Each record needs to be transcribed exactly.

[Dataset entries]
══════════════════════════════

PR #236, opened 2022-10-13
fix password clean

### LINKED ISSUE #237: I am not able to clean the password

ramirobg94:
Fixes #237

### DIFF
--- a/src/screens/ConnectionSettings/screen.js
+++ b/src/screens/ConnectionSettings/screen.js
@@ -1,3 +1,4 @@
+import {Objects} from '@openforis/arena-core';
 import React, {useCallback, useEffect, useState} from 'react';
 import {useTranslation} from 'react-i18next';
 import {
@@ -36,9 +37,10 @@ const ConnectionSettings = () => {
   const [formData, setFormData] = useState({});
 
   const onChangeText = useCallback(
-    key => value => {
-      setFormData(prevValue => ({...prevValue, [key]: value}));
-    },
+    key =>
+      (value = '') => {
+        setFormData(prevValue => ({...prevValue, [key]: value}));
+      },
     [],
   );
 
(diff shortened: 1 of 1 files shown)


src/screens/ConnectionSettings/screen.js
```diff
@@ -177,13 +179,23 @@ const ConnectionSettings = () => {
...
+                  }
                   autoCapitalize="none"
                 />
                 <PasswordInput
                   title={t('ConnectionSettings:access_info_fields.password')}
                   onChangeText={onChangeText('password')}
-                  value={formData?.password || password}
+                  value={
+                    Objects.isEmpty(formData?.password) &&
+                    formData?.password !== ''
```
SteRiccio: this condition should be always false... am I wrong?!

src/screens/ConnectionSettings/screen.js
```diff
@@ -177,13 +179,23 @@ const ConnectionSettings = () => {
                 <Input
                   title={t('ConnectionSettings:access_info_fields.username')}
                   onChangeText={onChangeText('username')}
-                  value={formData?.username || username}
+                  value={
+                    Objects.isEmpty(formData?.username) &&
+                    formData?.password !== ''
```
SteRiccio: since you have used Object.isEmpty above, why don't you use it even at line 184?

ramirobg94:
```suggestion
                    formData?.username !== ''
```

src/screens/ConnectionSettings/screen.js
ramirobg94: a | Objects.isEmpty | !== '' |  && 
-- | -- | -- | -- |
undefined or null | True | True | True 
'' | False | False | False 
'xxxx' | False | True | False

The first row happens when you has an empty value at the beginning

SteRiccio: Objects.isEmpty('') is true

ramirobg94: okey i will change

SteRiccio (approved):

══════════════════════════════

Task output:
PR #236, opened 2022-10-13
fix password clean

### LINKED ISSUE #237: I am not able to clean the password

ramirobg94:
Fixes #237

### DIFF
--- a/src/screens/ConnectionSettings/screen.js
+++ b/src/screens/ConnectionSettings/screen.js
@@ -1,3 +1,4 @@
+import {Objects} from '@openforis/arena-core';
 import React, {useCallback, useEffect, useState} from 'react';
 import {useTranslation} from 'react-i18next';
 import {
@@ -36,9 +37,10 @@ const ConnectionSettings = () => {
   const [formData, setFormData] = useState({});
 
   const onChangeText = useCallback(
-    key => value => {
-      setFormData(prevValue => ({...prevValue, [key]: value}));
-    },
+    key =>
+      (value = '') => {
+        setFormData(prevValue => ({...prevValue, [key]: value}));
+      },
     [],
   );
 
(diff shortened: 1 of 1 files shown)


src/screens/ConnectionSettings/screen.js
```diff
@@ -177,13 +179,23 @@ const ConnectionSettings = () => {
...
+                  }
                   autoCapitalize="none"
                 />
                 <PasswordInput
                   title={t('ConnectionSettings:access_info_fields.password')}
                   onChangeText={onChangeText('password')}
-                  value={formData?.password || password}
+                  value={
+                    Objects.isEmpty(formData?.password) &&
+                    formData?.password !== ''
```
SteRiccio: this condition should be always false... am I wrong?!

src/screens/ConnectionSettings/screen.js
```diff
@@ -177,13 +179,23 @@ const ConnectionSettings = () => {
                 <Input
                   title={t('ConnectionSettings:access_info_fields.username')}
                   onChangeText={onChangeText('username')}
-                  value={formData?.username || username}
+                  value={
+                    Objects.isEmpty(formData?.username) &&
+                    formData?.password !== ''
```
SteRiccio: since you have used Object.isEmpty above, why don't you use it even at line 184?

ramirobg94:
```suggestion
                    formData?.username !== ''
```

src/screens/ConnectionSettings/screen.js
ramirobg94: a | Objects.isEmpty | !== '' |  && 
-- | -- | -- | -- |
undefined or null | True | True | True 
'' | False | False | False 
'xxxx' | False | True | False

The first row happens when you has an empty value at the beginning

SteRiccio: Objects.isEmpty('') is true

ramirobg94: okey i will change

SteRiccio (approved):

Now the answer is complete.